Researchers investigated a variety of breast cancer cell lines, patient-derived xenographs, tissue microarray samples, and data from The Cancer Genome Atlas to tease out the association and interaction between the mtp53 and PARP proteins in triple negative breast cancer. They discovered that high levels of these proteins are present on replicating DNA in these types of tumors, suggesting that the unusual presence and levels of these proteins may drive tumor growth. Review of the therapeutic mechanism of existing cancer drugs led the research team to identify talazoparib and temozolomide as existing drugs that could potentially be combined to create a targeted therapy that can effectively suppress the growth of triple negative breast cancer tumors.
“Our findings that mutant p53 and PARP participate in the DNA replication pathway will provide mechanism-derived dual biomarkers that aid in the diagnosis and treatment of these therapeutically elusive subsets of breast cancer,” said Gu Xiao, a research associate with Bargonetti’s lab and the paper’s first author. 
The team’s next step would be to test whether the combined drugs successfully block replication of triple negative breast cancer cells in tumor samples in animal models. If the therapy ultimately proves successful it could lead to the reclassification of the disease to a category of cancers called mutant p53/PARP1 positive cancers, which are treatable by combination PARP inhibitor therapies.
The study was funded by The Breast Cancer Research Foundation.

At a Glance

A Cancer Research journal paper from Graduate Center researchers identifies what could be the first targeted therapy for an aggressive form of breast cancer that disproportionately affects black women.

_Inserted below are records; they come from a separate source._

Issue #1488, opened 2025-04-16
Runtime Error with Next.js turbopack


MattBurn:
When using Next.js (15.3.0, although I have experienced this through several versions of next) turbopack, any page that imports from molstar (4.13.0 although it has been an issue with several versions of molstar) I get a runtime error with the following stacktrace:
```
Runtime Error

Error: Cannot read properties of undefined (reading 'Provider')

Call Stack 52

[project]/node_modules/molstar/lib/mol-model-formats/structure/mmcif.js [app-client] (ecmascript)
node_modules/molstar/lib/mol-model-formats/structure/mmcif.js (29:15)
...
[project]/node_modules/molstar/lib/mol-model/structure/query/queries/modifiers.js [app-client] (ecmascript)
node_modules/molstar/lib/mol-model/structure/query/queries/modifiers.js (14:1)
...
[project]/node_modules/molstar/lib/mol-model/structure/query.js [app-client] (ecmascript) <locals>
node_modules/molstar/lib/mol-model/structure/query.js (10:1)
...
[project]/node_modules/molstar/lib/mol-model-formats/structure/property/assembly.js [app-client] (ecmascript)
node_modules/molstar/lib/mol-model-formats/structure/property/assembly.js (9:1)
...
[project]/node_modules/molstar/lib/mol-model-formats/structure/property/symmetry.js [app-client] (ecmascript)
node_modules/molstar/lib/mol-model-formats/structure/property/symmetry.js (10:1)
...
[project]/node_modules/molstar/lib/mol-model/structure/structure/unit.js [app-client] (ecmascript)
node_modules/molstar/lib/mol-model/structure/structure/unit.js (21:1)
...
[project]/node_modules/molstar/lib/mol-model/structure/structure/properties.js [app-client] (ecmascript)
node_modules/molstar/lib/mol-model/structure/structure/properties.js (7:1)
...
[project]/node_modules/molstar/lib/mol-model/structure/query/queries/internal.js [app-client] (ecmascript)
node_modules/molstar/lib/mol-model/structure/query/queries/internal.js (8:1)
...
[project]/node_modules/molstar/lib/mol-model/structure/query/context.js [app-client] (ecmascript)
node_modules/molstar/lib/mol-model/structure/query/context.js (9:1)
...
InnerLayoutRouter
node_modules/next/src/client/components/layout-router.tsx (415:5)
OuterLayoutRouter
node_modules/next/src/client/components/layout-router.tsx (615:19)
```

[...]

PR #1533, opened 2025-06-01
isolatedModules and fix turbopack build

dsehnal:
# Description

- [x] `isolatedModules` tsconfig flag (should streamline compilation/packaging)
- [x] Fix turbopack build with ES6 modules (fixes https://github.com/molstar/molstar/issues/1488)
  - [x] There was some out-of-order code execution. Interestingly, this only happens together with turbopack and ES6 modules were using (CommonJS was fine), and wasn't happening with other builds such as webpack, rollup, or esbuild 

## Actions

### DIFF
--- a/src/mol-gl/_spec/gl.shim.ts
+++ b/src/mol-gl/_spec/gl.shim.ts
@@ -786,5 +786,5 @@ export function createGl(width: number, height: number, contextAttributes: WebGL
         stencilOp: function () { },
         stencilOpSeparate: function () { },
         unpackColorSpace: 'srgb',
-    } as unknown as WebGLRenderingContext;
+    };
 }
--- a/src/mol-gl/_spec/gl.shim.ts
+++ b/src/mol-gl/_spec/gl.shim.ts
@@ -787,5 +787,5 @@ export function createGl(width: number, height: number, contextAttributes: WebGL
         stencilOpSeparate: function () { },
         // Caused TSC build error with isolated modules
         // unpackColorSpace: 'srgb',
-    };
+    } as unknown as WebGLRenderingContext;
 }
--- a/src/mol-gl/_spec/gl.shim.ts
+++ b/src/mol-gl/_spec/gl.shim.ts
@@ -785,7 +785,6 @@ export function createGl(width: number, height: number, contextAttributes: WebGL
         stencilMaskSeparate: function () { },
         stencilOp: function () { },
         stencilOpSeparate: function () { },
-        // Caused TSC build error with isolated modules
-        // unpackColorSpace: 'srgb',
+        unpackColorSpace: 'srgb',
     } as unknown as WebGLRenderingContext;
 }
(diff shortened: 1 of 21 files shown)


zachcp:
+100 for improved ES6 module compatability.

src/mol-model/structure/query/queries/modifiers.ts
```diff
@@ -576,16 +584,14 @@ export function surroundingLigands({ query, radius, includeWater }: SurroundingL
...
-    return _entity_type(l) === 'water';
-}
-
 function getPrdAsymIdx(structure: Structure) {
     const model = structure.models[0];
     const ids = new Set<string>();
-    if (!MmcifFormat.is(model.sourceData)) return ids;
-    const { _rowCount, asym_id } = model.sourceData.data.db.pdbx_molecule;
+
+    // Need to do this menually to prevent a cyclical import causing
```
arose: How about splitting src\mol-model-formats\structure\mmcif.ts into mmcif/format.ts and mmcif/data.ts or so? The cyclic dependency issue can creep up over and over again and thios would fix it.

src/mol-gl/_spec/gl.shim.ts
```diff
@@ -785,6 +785,7 @@ export function createGl(width: number, height: number, contextAttributes: WebGL
         stencilMaskSeparate: function () { },
         stencilOp: function () { },
         stencilOpSeparate: function () { },
-        unpackColorSpace: 'srgb',
-    };
+        // Caused TSC build error with isolated modules
```
arose: why would that be the case? I don't see an error on my machine

arose (changes requested):
this is great, thanks

src/mol-model/structure/query/queries/modifiers.ts
dsehnal: Where would we import the data (the part with the inline code execution that registers the custom property providers)? ... because that's the part that causes the issues.

dsehnal: In general, these are like 200 places where we do cyclic imports. It only causes an issue where there is the inline code execution though.

dsehnal: Another solution would be to move where we do the format provider registration, e.g., to the files with the providers.

src/mol-gl/_spec/gl.shim.ts
dsehnal: image

But it's enough to do `as unknown as WebGLRenderingContext` to fix this (before I had just the comment out part)

src/mol-model/structure/query/queries/modifiers.ts
dsehnal: Don't know how to change this. I tried splitting the inline code execution into a separate file and importing it from the `mmcif.ts`, but that didn't work.

I think overall we will be fine and if this creeps up again, we do a similar fix. But perhaps I am missing something obvious...

PR #1535, opened 2025-06-07
Support sampling from arbitrary planes

arose:
Support sampling from arbitrary planes for structure plane and volume slice representations

# Description

## Actions


src/mol-geo/geometry/image/image.ts
```diff
@@ -71,6 +71,8 @@ interface Image {
 
     /** Bounding sphere of the image */
     boundingSphere: Sphere3D
```
dsehnal:
```suggestion
    readonly boundingSphere: Sphere3D
```

src/mol-geo/geometry/image/image.ts
```diff
@@ -127,6 +129,10 @@ namespace Image {
                 }
                 return boundingSphere;
             },
+            setBoundingSphere(sphere: Sphere3D) {
+                Sphere3D.copy(boundingSphere, sphere);
+                currentHash = hashCode(image);
```
dsehnal, line 134: I don't understand this. The hash only depends on the `image.cornerBuffer.ref.version`, so why re-assign it here?

src/mol-repr/structure/visual/plane-image.ts
```diff
@@ -34,15 +34,20 @@ export const PlaneImageParams = {
...
+    axis: PD.Select('c', PD.arrayToOptions(['a', 'b', 'c'] as const), { isEssential: true, hideIf: p => p.mode !== 'frame' }),
     rotation: PD.Group({
         axis: PD.Vec3(Vec3.create(1, 0, 0), {}, { description: 'Axis of rotation' }),
         angle: PD.Numeric(0, { min: -180, max: 180, step: 1 }, { immediateUpdate: true, description: 'Axis rotation angle in Degrees' }),
-    }, { isExpanded: true }),
+    }, { isExpanded: true, hideIf: p => p.mode !== 'frame' }),
+    plane: PD.Group({
+        point: PD.Vec3(Vec3.create(0, 0, 0), {}, { description: 'Plane point' }),
+        normal: PD.Vec3(Vec3.create(1, 0, 0), {}, { description: 'Plane normal' }),
+    }, { isExpanded: true, hideIf: p => p.mode !== 'plane' }),
```
dsehnal, line 47: This needs 6 numbers... options:
- use `Vec4` to represent it as `ax + by + cz + d = 0`. Would require adding `Vec4` param definition + UI too
- change `point` to `constant` and we will get the same interface as `Plane3D`

dsehnal (commented):
Nice

giagitom (approved):
Great, I tested it and it is working well on my side

src/mol-geo/geometry/image/image.ts
arose: Because it does not directly get reassigned when cornerBuffer changes, only when the boundingSphere getter is called and when we assign our own boundingSphere we don't want to trigger to calculation based on cornerBuffer.

src/mol-geo/geometry/image/image.ts
arose: thanks

src/mol-repr/structure/visual/plane-image.ts
arose: I'd like to keep normal & point form here as it is easier to put in/reason about manually.

PR #1530, opened 2025-05-27
MVS generic color themes

midlik:
# Description

Support for generic data-driven color themes in MVS (enables mapping data from a CIF column to color). This is implemented by `color_from_source` and `color_from_uri` nodes having a new optional parameter `palette`, which can be 
- `{ kind: 'categorical', ... }` for categorical variables, e.g. `label_atom_id`
- `{ kind: 'discrete', ... }` for numeric variables colored by fixed ranges, e.g. pLDDT
- `{ kind: 'continuous', ... }` for numeric variables colored by continuous scale, e.g. `label_seq_id`
- `null` (default) for variables containing the color string directly (current behavior)

Also adds `field_remapping` param to all `*_from_*` node types to allow loading annotations with non-standard column names.

Open questions:
1. We support explicit color lists and dictionaries, plus named "presets". List presets contain all palettes from D3.js (https://observablehq.com/@d3/color-schemes) plus 'Chainbow'. Dictionary presets contain 'ElementSymbol', 'ResidueName', 'ResidueProperties'. **Can you think about any other useful presets we should add?**
2. Our dictionary presets are taken from various sources. **Should we keep simple naming or be more explicit?** (JmolElementSymbol, JmolResidueName, ClustalResidueProperties)
3. Having a single object-typed `palette` parameter is ugly because 
  a) defaults for nested parameters cannot be defined directly in parameter definition and added automatically as for top-level parameters, 
  b) display of complex object types is very hard to read (in auto-generated docs from `mvs-print-schema` and in validation error messages), 
  c) nested parameters cannot have their own description which would be shown in the auto-generated docs. 
  We should either flatten the parameter hierarchy (will be messy, meh), or implement some kind of nested parameter handling (more work for me, meh).

Notes (@arose , please confirm if these changes are OK):
- I modified Molstar's internal color lists to align with standard names and avoid confusion:
  - Renamed 'inferno' -> 'inferno-no-black', 'magma' -> 'magma-no-black', 'turbo' -> 'turbo-no-black'
  - Added 'inferno', 'magma', 'turbo', synchronized with D3.js (include black region in the beginning)
  - Renamed 'rainbow' -> 'simple-rainbow' (only 5 colors: blue-green-yellow-orange-red)
  - Added 'rainbow', synchronized with D3.js 
  - 'sequence-id' color theme had 'turbo' as default, changed to 'turbo-no-black' (i.e. no change except for renaming)
[...]

PR #1538, opened 2025-06-09
MolViewSpec as Standalone / Publishable package

zachcp:
## Background 

This PR is a follow up on a thread with @dsehnal where we briefly  discuss how to easily [expose the Typescript version of MolViewSpec](https://github.com/molstar/mol-view-stories/issues/5#issuecomment-2927329406).  This PR is intended as a proof of principle that can be further developed if the idea/approach makes sense.

## The Problem Statement

Molstar is extraordinarily powerful but complicated, whereas MolViewSpec is almost as powerful but  far more understandable/teachable.  Can we provide TS/JS developers a tool to accelerate their use of MolViewSpec by providing a simple, standalone tool that they can import with similar ergonomics as the fantastic MVS Python package?  

## Technical Considerations

- prefer ES6 import syntax
- prefer zero dependencies and tight scope - e.g. its only role is to generate valid MVSJ.
- prefer living in the molstar repo (@dsehnal ) and sharing tests/release cycle etc.
- prefer identical interface to the python molviewspec library - ( ideally they would share the same interfaces )
- explore literate/API documentation of [JSR](https://jsr.io/docs/introduction)

## This PR

- create `packages/molviewspec` folder for the MVSData code
- updates top-level package.json to now about that folder.
- uses ES6/import maps and no build step.
- creates a README.md mirrored on the python lib.

### Package Layout

- move extractable portion of `src/extensions/mvs` to `packages/molviewspec`
- create package-specific metatdata / Readme

```bash
tree -L3 packages
packages
└── molviewspec
    ├── package.json
    ├── Readme.md
    └── src
        ├── index.ts
        ├── mvs-data.ts
        ├── tree
        └── util
```

### Example Usage.

```ts
// use in browser or anywhere.
import { MVSData } from 'molviewspec';
const mvsjString = '{"root": {...}, "metadata": {...}}';
const mvsData = MVSData.fromMVSJ(mvsjString);
```

### DIFF
--- a/src/extensions/mvs/camera.ts
+++ b/src/extensions/mvs/camera.ts
@@ -5,28 +5,28 @@
  * @author David Sehnal <david.sehnal@gmail.com>
  */
 
-import { Camera } from '../../mol-canvas3d/camera';
-import { Canvas3DParams, Canvas3DProps } from '../../mol-canvas3d/canvas3d';
-import { Vec3 } from '../../mol-math/linear-algebra';
+import { Camera } from "../../mol-canvas3d/camera";
+import { Canvas3DParams, Canvas3DProps } from "../../mol-canvas3d/canvas3d";
+import { Vec3 } from "../../mol-math/linear-algebra";
 import {
-    getFocusSnapshot,
-    getPluginBoundingSphere,
-} from '../../mol-plugin-state/manager/focus-camera/focus-object';
-import { PluginCommands } from '../../mol-plugin/commands';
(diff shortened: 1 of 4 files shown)


dsehnal:
Thanks @zachcp, I think something like this could be very useful and going forward more smaller packages like this could 
/should be added.

@midlik currently has quite big MVS PR #1530 up that adds more coloring options... so will need to sync this.

Regarding the imports, I think few are fine. For example, I think the schema validation should be a part of this.

@midlik what do you think about this?

Issue #1552, opened 2025-06-26
issue with isosurface using transformed volumes


giagitom:
I'm having this issue when applying  a transformation matrix on a volume. Many normals are wrong. 

Any idea why? 

I am using this to apply the transformation:
```ts
function (volume: Volume, mat: Mat4) {
        const originMat = Grid.getGridToCartesianTransform(volume.grid);
        return Object.assign({}, volume, {
            grid: {
                transform: {
                    kind: 'matrix',
                    matrix: Mat4.mul(Mat4(), mat, originMat)
                },
                cells: volume.grid.cells,
                stats: volume.grid.stats
            }
        });
    }
```

![Image](https://github.com/user-attachments/assets/fd8a7264-8600-4375-a0fd-ecae7756f6d3)

giagitom:
> Does that happen even when `mat` is identity?

No, with identity it is working well

giagitom:
Oh.. It seems a shader issue than, it is only visible when using gpu. I can reproduce on both firefox and chrome (Ubuntu OS)

> Also is you transform just rotation+translation? 

Yes, it should be only translation + rotation. The matrix is derived from a structure alignment win an other structure.

PR #1554, opened 2025-06-28
Fix isosurface compute shader normals when transformation matrix is applied to volume 

giagitom:
…adjoint

# Description

Fix for #1552

## Actions

### DIFF
--- a/CHANGELOG.md
+++ b/CHANGELOG.md
@@ -14,6 +14,7 @@ Note that since we don't clearly distinguish between a public and private interf
   - Canvas node: support custom properties `molstar_enable_outline`, `molstar_enable_shadow`, `molstar_enable_ssao`
 - Renamed some color schemes ('inferno' -> 'inferno-no-black', 'magma' -> 'magma-no-black', 'turbo' -> 'turbo-no-black', 'rainbow' -> 'simple-rainbow')
 - Added new color schemes, synchronized with D3.js ('inferno', 'magma', 'turbo', 'rainbow', 'sinebow', 'warm', 'cool', 'cubehelix-default', 'category-10', 'observable-10', 'tableau-10')
+- Fix isosurface compute shader normals when transformation matrix is applied to volume 
 
 ## [v4.18.0] - 2025-06-08
 - MolViewSpec extension:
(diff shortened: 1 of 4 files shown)


dsehnal (commented):
How does a rotation+translation transform cause this singularity?

Isn't there something wrong with your xform matrix?

dsehnal (commented):
Also, the adjoint is computed only once: would it make more sense to do this just once on the CPU?

CC @arose

giagitom:
> How does a rotation+translation transform cause this singularity?
> 
> Isn't there something wrong with your xform matrix?

I am using this to calculate the transformation matrix https://github.com/giagitom/molstar/blob/385357e72c6474f4ff30c4b5393c0b1a2f9790ed/src/mol-model/structure/structure/util/superposition.ts#L37

This should be correct since it is working well in aligning the structures. But I just noticed that `Grid.getGridToCartesianTransform(volume.grid);` that I am using to retrieve the transformation matrix for the volume should apply some scaling factor when 'spacegroup' kind transform is present. Maybe is that the cause?

dsehnal:
> Maybe is that the cause?

But with your matrix being identity you didn't observe the issue, right?

giagitom:
You are right, I discovered that adjoint was not the problem.

I just had to fix the multiplication in the isosurface calculation shader and changed 

**this**
```ts
gl_FragData[2].xyz *= adjoint(uGridTransform); 
```
**to**

```ts
gl_FragData[2].xyz = adjoint(uGridTransform) * gl_FragData[2].xyz;
```

dsehnal:
And since you are working on this, can you compute the adjoint on the CPU and store it as an uniform? Seems like a worthwhile optimization

giagitom:
> And since you are working on this, can you compute the adjoint on the CPU and store it as an uniform? Seems like a worthwhile optimization

Ok good, did this in the last commits

arose (approved):
thanks, lgtm

arose:
> You are right, I discovered that adjoint was not the problem.
> 
> I just had to fix the multiplication in the isosurface calculation shader and changed
> 
> **this**
> 
> ```ts
> gl_FragData[2].xyz *= adjoint(uGridTransform); 
> ```
> 
> **to**
> 
> ```ts
> gl_FragData[2].xyz = adjoint(uGridTransform) * gl_FragData[2].xyz;
> ```

I wonder if this is a gpu driver bug or

PR #1557, opened 2025-06-30
instanced volume

arose:
# Description

Add support for instanced volume.
- add Volume.instances
- add Volume.InstanceIndex and Volume.SegmentIndex types
- volume loci improvements
- add volume-instance color theme

## Actions

### DIFF
--- a/src/mol-model/volume/volume.ts
+++ b/src/mol-model/volume/volume.ts
@@ -2,6 +2,7 @@
  * Copyright (c) 2020-2025 mol* contributors, licensed under MIT, See LICENSE file for more info.
  *
  * @author Alexander Rose <alexander.rose@weirdbyte.de>
+ * @author David Sehnal <david.sehnal@gmail.com>
  */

  • Researchers identified two proteins — mutant tumor protein 53 (mtp53) and poly-ADP-Polymerase (PARP) — that are present and interacting with DNA during the replication process in patients with triple negative breast cancer.
  • Suppressing these proteins through a combination of existing PARP-inhibiting therapies could be an effective way to interrupt the development of triple negative breast cancer cells and offer the first targeted treatment for this form of the disease.
  • The findings may also reclassify triple negative breast cancer as a different form of the disease that can be treated by combining already existing therapies.